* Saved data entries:
────

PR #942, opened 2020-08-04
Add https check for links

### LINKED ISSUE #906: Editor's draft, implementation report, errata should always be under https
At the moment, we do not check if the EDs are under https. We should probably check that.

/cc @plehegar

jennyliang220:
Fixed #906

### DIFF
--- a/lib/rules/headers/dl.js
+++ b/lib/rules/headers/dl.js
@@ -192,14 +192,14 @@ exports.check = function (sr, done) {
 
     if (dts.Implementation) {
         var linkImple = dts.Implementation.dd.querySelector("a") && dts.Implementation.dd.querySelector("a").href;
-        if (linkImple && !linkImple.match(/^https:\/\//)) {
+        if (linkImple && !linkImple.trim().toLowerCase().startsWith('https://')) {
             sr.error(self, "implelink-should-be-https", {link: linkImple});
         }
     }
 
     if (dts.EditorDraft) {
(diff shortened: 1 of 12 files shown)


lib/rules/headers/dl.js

────

* Your instructions:
Output these and nothing else: the lines from the one holding "--- a/lib/rules/headers/dl.js" through the final line of the entries above, exactly as they appear.

* Solution for this exercise:
--- a/lib/rules/headers/dl.js
+++ b/lib/rules/headers/dl.js
@@ -192,14 +192,14 @@ exports.check = function (sr, done) {
 
     if (dts.Implementation) {
         var linkImple = dts.Implementation.dd.querySelector("a") && dts.Implementation.dd.querySelector("a").href;
-        if (linkImple && !linkImple.match(/^https:\/\//)) {
+        if (linkImple && !linkImple.trim().toLowerCase().startsWith('https://')) {
             sr.error(self, "implelink-should-be-https", {link: linkImple});
         }
     }
 
     if (dts.EditorDraft) {
(diff shortened: 1 of 12 files shown)


lib/rules/headers/dl.js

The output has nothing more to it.